I strongly disagree with the argument that SEC lawyers have incentives to drop cases to curry favor with future employers. On the contrary; they have every incentive to break big cases, which is the stuff that careers are made of. And it is the law firms, not the financial firms, that will most likely be their future employers.
Where they do have an incentive, however, is to quickly settle those cases; they get credit for making the case, but the penalties inflicted are not enough to cripple the big Wall Street firms that (through the law firms they hire) will be the ultimate source of income for the lawyers after they move into the private sector. If they were to do nothing, they would be seen as incompetent, and nobody would hire them; but if they do too much, they disrupt the revenue stream that ultimately feeds the securities law industry.
A key section of the Martens article, which is worth reading in its entirety:
The team that produced this report on one of the most long-running and convoluted frauds [Madoff] in the history of Wall Street included Inspector General H. David Kotz who came to the SEC-IG post in December 2007 after five years as Inspector General and Associate General Counsel for the Peace Corps. The Deputy Inspector General, Noelle Frangipane, also came to the SEC from the Peace Corps where she had served as Director of Policy and Public Information.
This lack of Wall Street cronyism by the top two in the Inspector General’s office might have been refreshing to some in Congress and compensated for their not knowing the difference between puts and calls and peaks and troughs and the intricacies of Mr. Madoff’s split-strike conversion strategy (he splits with your money while converting you to a pauper). But the background of the member of the team heading up the Inspector General’s Office of Investigations, J. David Fielder, should have rang serious alarm bells to Congressional investigators.
For the ten years leading up to July 2007, J. David Fielder worked for the SEC as a Senior Counsel in the Division of Enforcement. In February 1999, he moved to the Division of Investment Management, first as Senior Counsel on the Task Force for Adviser Regulation, then as Advisor to the Director. In November 2000, SEC Chairman, Arthur Levitt, appointed Fielder Counsel to the Chairman.

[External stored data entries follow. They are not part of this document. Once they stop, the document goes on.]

PR #171, opened 2021-07-07
Add Carousel component

mfrachet:
# Carousel

## Description

Add a Carousel component

## Demo

Example on : https://design-system-git-carousel-strapijs.vercel.app/?path=/story/design-system-molecules-carousel--base

## API

```jsx
<Carousel
  label={`Carousel of numbers (2/3)`}
  selectedSlide={1}
  previousLabel="Previous slide"
  nextLabel="Next slide"
  onNext={() => {}}
  onPrevious={() => {}}
  actions={
    <CarouselActions>
      <IconButton onClick={() => console.log('edit')} title="Edit">
        <span>First</span>
      </IconButton>
      <IconButton onClick={() => console.log('Create')} title="Create">
        <span>Second</span>
      </IconButton>
      <IconButton onClick={() => console.log('Delete')} title="Delete">
        <span>Third</span>
      </IconButton>
      <IconButton onClick={() => console.log('Publish')} title="Publish">
        <span>Fourth</span>
      </IconButton>
    </CarouselActions>
  }
>
  <CarouselSlide label="1 of 3 slides">
    <CarouselImage src={'firstPathImg'} alt="First" />
  </CarouselSlide>
  <CarouselSlide label="2 of 3 slides">
    <CarouselImage src={'firstPathImg'} alt="second" />
  </CarouselSlide>
  <CarouselSlide label="3 of 3 slides">
    <CarouselImage src={'firstPathImg'} alt="third" />
  </CarouselSlide>
</Carousel>
```

## Voiceover

Navigating the carousel component using arrow right and arrow left and voiceover


maevalienard:
hola 👋 

From what I see:
- Arrows color should be neutral600. Can you add a hover state on them where the color would pass to a neutral900 please? :) 
- These are not the right icons in the IconOnly buttons, no big deal? Asking becomes I notice the tooltip wording wouldn't be the right ones then :) 
- No big deal to add a description line if it's necessary either? :) 

Great job as usual! Many thanks! 🔥

mfrachet:
> Arrows color should be neutral600. Can you add a hover state on them where the color would pass to a neutral900 please? :)

I've pushed a fix :)

> These are not the right icons in the IconOnly buttons, no big deal? Asking becomes I notice the tooltip wording wouldn't be the right ones then :)

It's custom, people can add whatever they want 😊 

> No big deal to add a description line if it's necessary either? :)

They can do stuff inside the slides but they will have to still it themselves. Do you have something in particular in mind?

> When on focus state and reach the third picture, an overlay appears on the image 

Not sure to understand what you mean 🤔

maevalienard:
When I click on an arrow, now the hover color remains on the arrow :D 

> Not sure to understand what you mean 🤔

It doesn't do it anymore, so forget it 😄 


> They can do stuff inside the slides but they will have to still it themselves. Do you have something in particular in mind?

I meant below the carousel, normally you should have a description line or at least an error message :)

packages/strapi-design-system/src/Carousel/Carousel.js
```diff
@@ -0,0 +1,121 @@
...
+import BackFilterIcon from '@strapi/icons/BackFilter';
+import { Box } from '../Box';
+import { Text } from '../Text';
+import { KeyboardKeys } from '../helpers/keyboardKeys';
+
+const CarouselGrid = styled.div`
+  display: grid;
+  grid-template-columns: auto 1fr auto;
+  grid-template-areas: 'startAction slides endAction';
+  position: relative;
```
HichamELBSI, line 14: Can't we use the Grid component ?

HichamELBSI (commented):
Very good job on this Marvin! I just have one comment here 👍🏽

mfrachet:
> I meant below the carousel, normally you should have a description line or at least an error message :)

Could you reflect it on the documentation please? It's strongly bound to the carousel itself?

packages/strapi-design-system/src/Carousel/Carousel.js
mfrachet: Not in this case 😊 . I wanted the focus order to remain the following: Left arow, right arrow, then actions.

Problem is that, if I wanted to keep this order, I need the two buttons to be defined in the DOM before the list of actions.

Our grid component is for a X column based grid but we don't manage areas. With the Carousel grid, I can place the element in the order I want and so position the right arrow after the slides, without breaking the tab navigation order 😊

maevalienard:
Is the description line optional? :) Looks good to me!

I have a last question: is this carousel responsive in width? It seems like it has been dev in a smaller width than what it will be in a form (in the CM) for instance. I can show you what I mean with screenshots directly if you'd like

mfrachet:
> Is the description line optional? :) Looks good to me!

Yes, it's optional :) 

> I have a last question: is this carousel responsive in width? It seems like it has been dev in a smaller width than what it will be in a form (in the CM) for instance. I can show you what I mean with screenshots directly if you'd like

I forced the carousel to have a specific width to match what we have in the documentation pane **only for the demo**.

**However**, the height of the image is fixed to `124px` as in the documentation. If we want to use other constraints (100% of the image height etc...), I would need to know that before merging this PR 😊

maevalienard:
The height doesn't change (either for the component itself than for the asset), only the width :) 

-> We would like to control the height of the grid as much as possible

soupette (approved):
LGTM great work!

In July 2007, Mr. Fielder was invited to join the corporate law firm, Haynes and Boone LLP, as a partner. In other words, Mr. Fielder’s government issue rolodex filled with the names, home numbers and email addresses of his colleagues at the SEC along with the investigatory matters in his head is deemed fungible currency among corporate law firms and can be freely exchanged for partner status, instantaneously moving one from the lowly wages and attendant lifestyle of public servant to the rarefied bracket and luxuriant trappings of corporate law firm partner.
But what happened next is where things get interesting. In March 2009, just as the SEC Inspector General was hot in pursuit of Madoff aiders and abettors, Mr. Fielder gave up his lucrative partner status at Haynes and Boone to accept the lowly post of Assistant Inspector General of Investigations, working under a boss from the Peace Corps. In other words, he gave up big bucks for a demotion at the SEC.

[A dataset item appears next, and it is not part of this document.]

PR #172, opened 2021-07-09
Modify header layout for title and subtitle props

mfrachet:
- title and subtitle props are now string to enforce H1 tag on this header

What Mr. Fielder did might not raise alarm bells were it not happening on a regular basis throughout the corridors of Washington and Wall Street. To understand the implications, this maneuver deserves an appropriate name. A revolving door is assumed to mean one gets all the right connections as a public servant and cashes them in to the highest bidder in private industry. That concept doesn’t typically entertain the door revolving back to public servant status. On Wall Street, they call a maneuver like that a round trip: you buy 100 shares and eventually sell the same 100 shares. You end up back where you started: a round trip.
Just how many lawyer round trippers are involved in the Madoff investigation? Enough to raise a strong stench of circular corruption.






Sorry if I’m being thick, but what’s the implication of Felder moving back to the SEC? That he moved back to impede the investigation?